PR #1366, opened 2021-04-04
✨ Make shift+attack consistent with attack at close range

julealgon:
This PR changes the way the game handles SHIFT+Clicking to attack when monsters are targeted. Instead of always generating a "attack tile at X/Y" command, we'll now generate a "attack monster X" when the player targets a specific monster. This improves responsiveness as the game actually keeps track of the monster being targeted, making it a bit easier and more intuitive to hit monsters.

Making it target a monster also helps with this parallel change: 
- https://github.com/diasurgical/devilutionX/pull/962

### DIFF
--- a/Source/player.cpp
+++ b/Source/player.cpp
@@ -2960,7 +2960,9 @@ void CheckNewPath(int pnum, bool pmWillBeCalled)
 	int y = 0;
 
 	int i = -1;
-	if (player.destAction == ACTION_ATTACKMON) {
+
+	bool holdPosition = Players[pnum].destParam2;
+	if (player.destAction == ACTION_ATTACKMON && !holdPosition) {
 		i = player.destParam1;
 		MakePlrPath(pnum, Monsters[i].position.future, false);
 	}
@@ -3062,7 +3064,7 @@ void CheckNewPath(int pnum, bool pmWillBeCalled)
 		case ACTION_ATTACKMON:
 			x = abs(player.position.tile.x - Monsters[i].position.future.x);
 			y = abs(player.position.tile.y - Monsters[i].position.future.y);
-			if (x <= 1 && y <= 1) {
+			if ((x <= 1 && y <= 1) || holdPosition) {
 				d = GetDirection(player.position.future, Monsters[i].position.future);
 				if (Monsters[i].mtalkmsg != TEXT_NONE && Monsters[i].mtalkmsg != TEXT_VILE14) {
 					TalktoMonster(i);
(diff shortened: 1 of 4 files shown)


AJenbo:
>  Would it also be possible to include a hold left mousebutton + shift to keep attacking the same monster?

We plan to implement it, but it's complicated and will not be part of this PR.

Tremain84:
> 
> 
> > Would it also be possible to include a hold left mousebutton + shift to keep attacking the same monster?
> 
> We plan to implement it, but it's complicated and will not be part of this PR.

Ok great news :)
For the classic Diablo I used a program called: "DiabloClicker" which you had to run after you started Diablo. I still have a copy of that version, but it doesn't work with the devilutionX build. 
But maybe they had some good workaround. If anyone needs it let me know.

AJenbo:
Use a generic Auto Clicker instead.

julealgon:
Rebased.

julealgon:
Rebased again.

Source/player.cpp
```diff
@@ -3244,7 +3245,7 @@ void CheckNewPath(int pnum)
 			i = plr[pnum].destParam1;
 			x = abs(plr[pnum]._px - monster[i]._mfutx);
 			y = abs(plr[pnum]._py - monster[i]._mfuty);
-			if (x <= 1 && y <= 1) {
+			if (x <= 1 && y <= 1 || holdPosition) {
```
obligaron, line 3248: Should parentheses be added for clarity?
```suggestion
			if ((x <= 1 && y <= 1) || holdPosition) {

```

Source/player.cpp
```diff
@@ -3386,7 +3387,7 @@ void CheckNewPath(int pnum)
...
```
obligaron, line 3390: Should parentheses be added for clarity?
```suggestion
			if ((x <= 1 && y <= 1) || holdPosition) {

```

Iniquitatis: Definitely. Mixing && and || in such way is generally a bad idea.

Source/player.cpp
julealgon: Definitely. Added.

Source/player.cpp
AJenbo: Causes warnings on Clang :)

qndel:
> > > Would it also be possible to include a hold left mousebutton + shift to keep attacking the same monster?
> > 
> > 
> > We plan to implement it, but it's complicated and will not be part of this PR.
> 
> Ok great news :)
> For the classic Diablo I used a program called: "DiabloClicker" which you had to run after you started Diablo. I still have a copy of that version, but it doesn't work with the devilutionX build.
> But maybe they had some good workaround. If anyone needs it let me know.

I'm pretty sure they didn't have anything special 😆

julealgon:
Closing this as I can't make it work with the new hold-to-continuously-attack feature and there has been pushback against it in another discussion.

AJenbo:
Atleast i now understand what the intent here is :) I'll let you know if i spot the reason it might not have worked with hold click

PR #1371, opened 2021-04-05
Fixed order of evaluation in SBmpLoadImage size allocation.

StephenCWills:
I encountered crashes at startup in a VS2019 release build that didn't occur in the debug build. The compiler optimizations used a different ordering for evaluation of the operands in the subtraction, causing it to seek to `DVL_FILE_END` before attempting to load the image data.


glebm:
Oh wow

glebm (approved):

PR #1373, opened 2021-04-05
DiabloUI: Render to DiabloUiSurface()

glebm:
Use that instead of using `GetOutputSurface()` directly.

For the rg99 port, we'll want to render this to the `pal_surface`
instead of output surface directly.

Might also be useful for 3ds, perhaps to render to the bottom screen.

### DIFF
--- a/SourceX/DiabloUI/art_draw.cpp
+++ b/SourceX/DiabloUI/art_draw.cpp
@@ -1,10 +1,9 @@
 #include "DiabloUI/art_draw.h"
+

Exercise>
When a line of the data holds the string "anyone", pick it out and copy it.

Response to this exercise>
But maybe they had some good workaround. If anyone needs it let me know.
> But maybe they had some good workaround. If anyone needs it let me know.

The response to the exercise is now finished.